The event also demonstrated how AI is increasingly being designed to work alongside (rather than replace) existing contact center systems and human agents.

In their session, Regal showcased how voice AI agents can integrate with existing platforms such as Five9 while supporting seamless handovers between automation and live agents.
This interoperability is becoming increasingly important as organizations seek to modernize customer service operations without completely rebuilding their technology stacks.

Regal's demonstrations also highlighted another emerging trend: customers may behave differently when interacting with AI. According to the company's analysis of hundreds of millions of calls, customers often provide more detailed information to AI agents early in conversations, helping organizations gather richer contextual data and resolve issues more efficiently.

Catch up with Regal's session on CX+

Conclusion: Contact centers are entering a new operating model

CX Network's All Access: Redefining Contact Centers in the Age of AI highlighted an industry moving rapidly from experimentation toward operational transformation.
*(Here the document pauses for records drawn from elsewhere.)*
PR #5217, opened 2018-10-02
Various Ruby encoding changes

tenderlove:
These commits are just a little clean up around encoding handling in the Ruby extension.  Each commit has commits for why I made the change.  In some cases, we can avoid some runtime overhead, in addition to deleting some code.

I *think* we can eventually remove the `kRubyStringUtf8Encoding` encoding constants.  (It looks like `kRubyStringASCIIEncoding` isn't used at all and can be removed).

Thanks!

### DIFF
--- a/ruby/ext/google/protobuf_c/encode_decode.c
+++ b/ruby/ext/google/protobuf_c/encode_decode.c
@@ -193,8 +193,7 @@ static void* appendstr_handler(void *closure,
                                const void *hd,
                                size_t size_hint) {
   VALUE ary = (VALUE)closure;
-  VALUE str = rb_str_new2("");
-  rb_enc_associate(str, kRubyStringUtf8Encoding);
+  VALUE str = rb_utf8_str_new_cstr("");
   RepeatedField_push_native(ary, &str);
   return (void*)str;
 }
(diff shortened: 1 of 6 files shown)


tenderlove:
Hi.  It looks like the build was failing because it's testing against Ruby 2.1, and Ruby 2.1 doesn't have the utf8 string helper functions.  Ruby 2.2 and older are [EOL'd by the Ruby core team](https://www.ruby-lang.org/en/downloads/branches/), so maybe they don't need to be supported?

I've backported the functions in case these older Ruby versions are important to support.

Thanks!

haberman:
Thanks for the heads-up on this, we're working on removing Ruby 2.1 and 2.2 from our tests and adding newer Ruby versions instead.

That should allow you to remove the backported functions.

See: https://github.com/protocolbuffers/protobuf/pull/5256

haberman:
@tenderlove We have updated our tests to remove Ruby 2.1/2.2 and add Ruby 2.3/2.4/2.5 instead. So you should be able to remove the compatibility functions from this PR. Thanks!

TeBoring:
Could you close this PR and resend a new PR? Our continuous test may have cached the old result. Sorry about the inconvenience.

haberman:
I'm going to close this for now. We're eager to accept these fixes, but it sounds like our CI cached the old test result. Please open a new PR for this and we will accept it.

(Also you can remove the compatibility fixes since we don't support the old Ruby versions any more).

PR #5229, opened 2018-10-05
Remove Debug Statement for Ruby on Windows / MinGW

micw523:
This pull request fixes #5025. It fixes the problem that the protobuf library is built under debug mode for Windows / MINGW environment.

Issue #5025, opened 2018-08-09
Ruby gem 3.6.1 fails on windows


taylanisikdemir:
Hi,

I am seeing issues with protobuf ruby gem 3.6.1 on windows. Here is my repro:

`ret = Google::Protobuf::Struct.new`
`val = Google::Protobuf::Value.new`
`val.string_value = "some string"`
`ret.fields[“key”] ||= val`

After executing above I get the error below:
Assertion failed!
Program: C:\Ruby24-x64\bin\ruby.exe
../../../../ext/google/protobuf_c/upb.c, Line 6331
Expression: val.ctype == t->ctype

My environment:
OS: Windows Server 2016 version 1607 (build 14393.2363)
Ruby: 2.4.4p296 (2018-03-28 revision 63013) [x64-mingw32]
Gem: google-protobuf (3.6.1 x64-mingw32)

I don't see any problem with below environment:
OS: Windows Server 2016 version 1607 (build 14393.2363)
Ruby: 2.3.3p222 (2016-11-21 revision 56859) [i386-mingw32]
Gem: google-protobuf (3.0.2 x86-mingw32, 3.0.0 x86-mingw32)

Can someone help me debug this further?

TeBoring:
Could you gdb to check what’s val.ctype and what’s t->ctype?

pbasl:
Hi I am having the same issue. Any update on this??

TeBoring:
@taylanisikdemir did you get any progress?
BTW, does the same problem exist in previous versions?

pbasl:
@TeBoring I have the same issue in my rails app in development. It's almost impossible for me to determine what action exactly causes the error. I explicitly used the 3.5.1.2 version of the gem and the error doesn't show up anymore.

taylanisikdemir:
I also switched to an older version for now . It would be great if you guys take a look and identify the issue because apparently there's a regression.

TeBoring:
@haberman, is there any suggestion for debugging on windows?

TeBoring:
help needed to debug on windows. Anyone has experience to gdb a ruby c extension on windows?

micw523:
Checked to see that before assert:
val.ctype is 6352080
t->ctype is 4 (UPB_CTYPE_UINT64)

haberman:
I have a suspicion that the Windows compile is mixing flags. It appears this source file was compiled in debug mode, but I suspect other parts of the code were built with `NDEBUG`.

[...]

PR #5282, opened 2018-10-23
Remove Debug Statement for Ruby on Windows / MinGW

micw523:
#5229 Reopened that addresses #5025 .


micw523:
@TeBoring I think the previous results are still being used.

TeBoring:
Did you try copying code to another fork instead of send PR directly from
the original repo?

PR #5289, opened 2018-10-25
Fix bugs in our keyword conversion support for objectivec

dmaclach:
We have code for converting C/C++/Objc keywords that appear in protos
to convert them so that they can be compiled.
One of the things we need to be careful of is accidentally overriding methods
that Apple declares in NSObject. It turns out that we have run into issues
where we conflict with "hidden" methods in NSObject or methods added by
categories. method_dump.sh collects all of the methods we care about for
macOS and iOS and dumps them into objectivec_nsobject_methods.h which
is then included in objectivec_helpers.cc as part of the build.

Added a pile of tests to verify that conversions are happening as expected.


src/google/protobuf/compiler/objectivec/method_dump.sh
```diff
@@ -0,0 +1,154 @@
...
+    for (unsigned int i = 0; i < propCount; ++i) {
+      NSString *propertyName = [NSString stringWithUTF8String:property_getName(props[i])];
+      [reservedNames addObject:propertyName];
+    }
+    free(props);
+
+    // Note that methods have 2 defaults args (_cmd and SEL) so a method "0 arg method"
+    // actually has 2.
+    unsigned int methodCount;
+    Method *methods = class_copyMethodList(cls, &methodCount);
```
sergiocampama: does this include methods from categories that are always added? For example, `accessibilityLabel`

src/google/protobuf/compiler/objectivec/method_dump.sh
```diff
@@ -0,0 +1,154 @@
...
+    for (unsigned int i = 0; i < methodCount; ++i) {
+      int argCount = method_getNumberOfArguments(methods[i]);
+      NSString *methodName =
+          [NSString stringWithUTF8String:sel_getName(method_getName(methods[i]))];
+      if (argCount == 2) {
+        [reservedNames addObject:methodName];
+      }
+      if (argCount == 3 && [methodName hasPrefix:@"set"] && methodName.length > 4) {
+        NSString *firstLetter = [methodName substringWithRange:NSMakeRange(3,1)];
```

The event demonstrated that AI is already delivering measurable value across customer service operations, from intelligent routing and automated quality assurance to voice AI and real-time agent support. However, it also reinforced that technology alone will not define success.

Organizations that achieve the greatest impact are likely to be those that approach AI strategically, embed governance early and maintain a clear focus on customer trust and human connection.

The emerging contact center model is not fully automated. Instead, it is increasingly collaborative: AI handling efficiency and scale, while human agents provide empathy, judgment and complex decision-making.

As customer expectations continue to evolve, the challenge for organizations will not simply be implementing AI, but designing experiences where automation and human interaction work together seamlessly.